Missione

Sosteniamo i ragazzi e le ragazze provenienti da zone in difficoltà in modo che possano andare a scuola, prendersi cura di se stessi, vivere una vita dignitosa, e rimanere nel proprio paese e con la propria famiglia.

Puntiamo a migliorare la vita di tutta la comunità e non solo del singolo bambino, promuovendo anche progetti comunitari, come la realizzazione di scuole materne e centri di apprendimento permanenti per tutto il villaggio : i centri umanisti polifunzionali.

Energia per i Diritti Umani ha un carattere internazionalista ed è costituito da un gruppo di individui di diverse culture, religioni, lingue, aspirazioni, credenze, condizioni economiche e sociali che si organizzano per dare impulso a un grande cambiamento sociale.

L'obiettivo principale di Energia è la creazione di una rete permanente di relazioni umane il cui obiettivo è migliorare le condizioni di vita, la salute e l'educazione nelle comunità in cui opera. Questa rete di relazioni inizia con un volontario in Italia e finisce nei villaggi più lontani dei paesi in cui operiamo. Questa relazione è permanente e crescente, al punto che ogni individuo alla stessa maniera riceva e doni agli altri.

Chi Siamo

L'associazione Energia per i Diritti Umani, "Energia per i Diritti Umani", è stata fondata nel dicembre 1998 a Roma per la protezione dei diritti umani nel mondo.  L'associazione si ispira e unisce il momento della sua fondazione al Movimento Umanista.

Nel 2003 è stata costituita come organizzazione no profit (organizzazione no profit di utilità sociale) e nel 2004 ha aderito a "La Gabbianella, Coordinamento per l'adozione a distanza" firmando la Carta dei Principi e la Carta dei Criteri di Qualità.

È un'associazione non confessionale e autofinanziata. Ha iniziative in: Senegal, Gambia e Italia.

Niente al di sopra dell'essere umano, nessun essere umano al di sotto di un altro.

I membri di Energia condividono un atteggiamento umanista che afferma:

L'uguaglianza di tutti gli esseri umani, la libertà di idee e di credo, il ripudio della violenza, la ricerca di coerenza nelle azioni e la necessità di solidarietà tra i popoli.
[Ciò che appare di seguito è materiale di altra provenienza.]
PR #489, opened 2016-12-05
Fix type warnings

rictic:


package.json
```diff
@@ -62,7 +62,7 @@
     "polymer-analyzer": "2.0.0-alpha.18",
     "polymer-build": "^0.5.1",
     "polymer-project-config": "^1.0.0",
-    "polyserve": "0.16.0-prerelease.3",
+    "polyserve": "^0.16.0-prerelease.4",
```
justinfagnani: I think we want to pin exactly for now, would could have some breaking changes before release.

src/build/build.ts
```diff
@@ -115,7 +115,7 @@ export async function build(options: BuildOptions, config: ProjectConfig): Promi
 
   // Once the unbundled build stream is complete, create a service worker for the build
   let unbundledPostProcessing = Promise.all([loadSWConfig, waitFor(unbundledPhase)]).then((results) => {
-    let swConfig: SWConfig = results[0];
+    let swConfig: SWConfig|undefined = results[0] || undefined;
```
justinfagnani: what error were you seeing here?

justinfagnani: Why weren't we seeing this locally or an the CI?

rictic: Hm. Oh, I'm using a prerelease version of the compiler, I should switch back to stable.

package.json
rictic: Done

rictic:
Pinned, also fixed one other type temporarily

src/build/build.ts
FredKSchott: @rictic still needed after pinning?

rictic: The stable compiler doesn't complain, but this code is more correct than before. `parsePreCacheConfig` returns `Promise<SWConfig|null>` and `addServiceWorker` wants `SWConfig|undefined`

rictic:
I'm just gonna block this on https://github.com/PolymerLabs/polyserve/pull/136 because prerelease 5 has old type definitions.

PR #490, opened 2016-12-05
Fix serve command to pass all options to polyserve

justinfagnani:


package.json
```diff
@@ -1,6 +1,6 @@
 {
   "name": "polymer-cli",
-  "version": "0.18.0-alpha.5",
```
FredKSchott: don't do this here, bump in separate commit/PR

src/commands/serve.ts
```diff
@@ -61,7 +78,23 @@ export class ServeCommand implements Command {
...
+      applications: ${
+                    url.format(urls.serverUrl)}
+      reusable components: ${url.format(urls.componentUrl)}
+    `);
+    } else {
+      // We started multiple servers, just tell the user about the control server,
+      // it serves out human-readable info on how to access the others.
+      const urls = getServerUrls(options, serverInfos.control.server);
+      console.log(`Started multiple servers with different variants:
+      More info here: ${url.format(urls.serverUrl)}`);
```
FredKSchott: I don't love this wording, "More info here" feels like something went wrong / there's something I need to read to fix.

How about something shorter like: `'Started Polyserve on ${url.format(urls.serverUrl)}'`?

src/commands/serve.ts
```diff
@@ -30,9 +30,12 @@ export class ServeCommand implements Command {
 
   args = polyserveArgs;
 
-  run(options: CommandOptions, config: ProjectConfig): Promise<any> {
+  async run(options: CommandOptions, config: ProjectConfig): Promise<any> {
     // Defer dependency loading until this specific command is run
     const polyserve = require('polyserve');
+    const startServers = polyserve.startServers;
+    const getServerUrls = polyserve.getServerUrls;
+    const url = require('url');
```
FredKSchott: fwiw `url` is probably fine to import at the top of the file, it's small and I'm sure it's already been imported somewhere else at this point. Fine if you want to keep it here though.

package.json
justinfagnani: This is in it's own commit in this PR, it'll show up in the commits list.

package.json
```diff
@@ -62,7 +62,7 @@
     "polymer-analyzer": "2.0.0-alpha.18",
     "polymer-build": "^0.5.1",
     "polymer-project-config": "^1.0.0",
-    "polyserve": "0.16.0-prerelease.3",
+    "polyserve": "0.16.0-prerelease.5",
```
rictic: prerelease 6

rictic:
Please rebase and CI should be happy

PR #492, opened 2016-12-07
import fixups, and adding missing licence headers

FredKSchott:
Looks like these weird imports were just copy-pasted around the different commands.
/cc @rictic @justinfagnani

### DIFF
--- a/src/commands/command.ts
+++ b/src/commands/command.ts
@@ -1,7 +1,19 @@
-import {ArgDescriptor} from 'command-line-args';
+/**
+ * @license
+ * Copyright (c) 2016 The Polymer Project Authors. All rights reserved.
+ * This code may only be used under the BSD style license found at
+ * http://polymer.github.io/LICENSE.txt
+ * The complete set of authors may be found at
+ * http://polymer.github.io/AUTHORS.txt
+ * The complete set of contributors may be found at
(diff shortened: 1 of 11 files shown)


src/commands/command.ts
```diff
@@ -1,7 +1,19 @@
...
+ * The complete set of contributors may be found at
+ * http://polymer.github.io/CONTRIBUTORS.txt
+ * Code distributed by Google as part of the polymer project is also
+ * subject to an additional IP rights grant found at
+ * http://polymer.github.io/PATENTS.txt
+ */
 
+import {ArgDescriptor} from 'command-line-args';
 import {ProjectConfig} from 'polymer-project-config';
-export {ProjectConfig} from 'polymer-project-config';
```
justinfagnani: I don't think this is a particularly bad export. It's fine to export something that you assert is part of your public contract, and in fact insulates the client from changes somewhat, say in the case that commands extended the config interface somehow.

FredKSchott: Agreed on the general principal of re-exporting imports. but there's no reason for ProjectConfig to come out of `command.ts` here. The CLI has no public contract, and ProjectConfig is really mainly used and set up in the main `polymer-cli.ts`.

I don't think there's a good case here for exporting types unnecessarily within the CLI's internal files.

PR #497, opened 2016-12-08
Add a npm-shinkwrap.json file

justinfagnani:
This should get us more repeatable tests and bug reports, and reduces npm install times by ~15%.

`np` will regenerate the shrinkwrap for every release if one already exists, so this gets things started.

### DIFF
--- a/appveyor.yml
+++ b/appveyor.yml
@@ -8,8 +8,8 @@ install:
   - ps: Install-Product node $env:nodejs_version
   # Get npm 3
   - npm install -g npm
-  # install modules
-  - npm install
+  # install modules. Use --force to workaround permissions issues on Windows
+  - npm install --force
 
 # Post-install test scripts.
 test_script:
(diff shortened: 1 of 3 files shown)


ggirard07:
This shrinkwrap file actually prevent users to install polymer-cli on a windows machine using NPM 3.10.8...
My use case: https://github.com/Microsoft/vsts-tasks/issues/6395
Original issue: https://github.com/npm/npm/issues/2679

justinfagnani:
I believe we should be able to fix that by adding `"fsevents": "^1.0.0"` to our package.json.

ggirard07:
Not much experience with npm here and so don't really understand why this will allow the dependency to be seen as optional for Windows based users with this change.
`fsevent` will still be listed as a dependency in `npm-shrinkwrap.json` and so every user using npm 3.10.8 will still be forced to install it as optional dependencies are not well handled by this version.
I think there is no real solution here except that end users should never use npm 3.10.8!

PR #503, opened 2016-12-09
print error.message with optimize errors

### LINKED ISSUE #502: warn: Unable to optimize .html file /path/to/my-elem.html { err: {} }
_From @bennypowers on November 21, 2016 21:8_

### Description

When running `polymer build` in my PSK-based project, I get this output:
```
info:    Preparing build...
info:    Building application...
info:    Generating build/unbundled...
info:    Generating build/bundled...
warn:    Unable to optimize .html file /Users/benny/web/ux/emr/src/exams/ux-emr-exam-va.html
{ err: {} }
warn:    Unable to optimize .html file /Users/benny/web/ux/emr/src/ux-emr-chart.html
{ err: {} }
info:    Build complete!
```
### Versions & Environment

- polymer-build: 0.4.1
- node: 6.9.1
- Operating System: el capitan

#### Steps to Reproduce

`polymer build`

#### Expected Results

No warning or verbose error
#### Actual Results

warning with silent error

_Copied from original issue: Polymer/polymer-build#82_

FredKSchott:
Fixes #502

### DIFF
--- a/src/build/optimize-streams.ts
+++ b/src/build/optimize-streams.ts
@@ -60,7 +60,7 @@ export class GenericOptimizeStream extends Transform {
       } catch (error) {
         logger.warn(
             `Unable to optimize ${this.validExtension} file ${file.path}`,
-            {err: error});
+            {err: error.message || error});
       }
     }
     callback(null, file);


src/build/optimize-streams.ts
```diff
@@ -60,7 +60,7 @@ export class GenericOptimizeStream extends Transform {
       } catch (error) {
         logger.warn(
             `Unable to optimize ${this.validExtension} file ${file.path}`,
-            {err: error});
+            {err: error.message || error});
```
rictic: If the problem is likely to be internal, `error.stack || error.message || error` is even better.

If the error message is most likely telling the user about a mistake that they made, then this form is better.

FredKSchott: The second one :) we expect the error to be from a parse error in the file, and not in the tool itself. So the message the tool gives us will be more important to the user, who can use it to find and fix their error.

rictic: I see. Ideally in that sort of case we'd have also already emitted a nice Warning from the analyzer too.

Gli umanisti promuovono , in ogni paese e in ogni occasione, il rispetto dei diritti umani e la trasformazione dell'attuale sistema sociale e politico che produce la miseria e l'emarginazione a cui assistiamo ogni giorno.

Gli umanisti denunciano il grande potenziale economico (Banca Mondiale, Fondo Monetario Internazionale, multinazionali, ecc.) che, invece di utilizzare le enormi risorse scientifiche, monetarie e tecnologiche che la società umana attualmente possiede per risolvere i problemi di nutrizione e salute, non hanno alcun scrupolo di impoverire e cancellare milioni di individui per favorire i propri interessi.

Gli umanisti credono che per cambiare la direzione degli eventi, ci debba essere un'unione tra tutti gli individui che riconoscono il valore dell'essere umano come una priorità e che, non accettando le condizioni attuali come "inevitabili", lottino per il futuro dell'umanità.

Reciprocità e non Umanitarismo: se si riceve, ci si impegna a donare agli altri.

Il contesto in cui nasce Energia per i Diritti Umani:

Ogni essere umano, per il semplice fatto di essere nato, ha diritto alla salute, all'alimentazione, a un'educazione, a un alloggio e a un'esistenza dignitosa. Ogni essere umano ha diritto alla felicità e alla pienezza della sua esistenza.

Povertà, fame, malattie, guerra, terrorismo, sfruttamento, scontro tra culture, discriminazione, sconvolgimenti ambientali ... ma anche solitudine, disperazione, insicurezza ... Tutto questo è intimamente legato al sistema attuale, disumano e violento della vita .

Questo sistema, basato sull'aggressione e la concorrenza, sulla frenesia dell'accumulazione dei beni, sul legittimo esercizio della violenza per ottenere particolari benefici, non può che portare questi frutti. Sarebbe quindi ingenuo aspettarsi un'evoluzione verso un mondo migliore attraverso riforme a breve termine che non trasformino radicalmente l'attuale scala dei valori e dell'organizzazione sociale, politica ed economica.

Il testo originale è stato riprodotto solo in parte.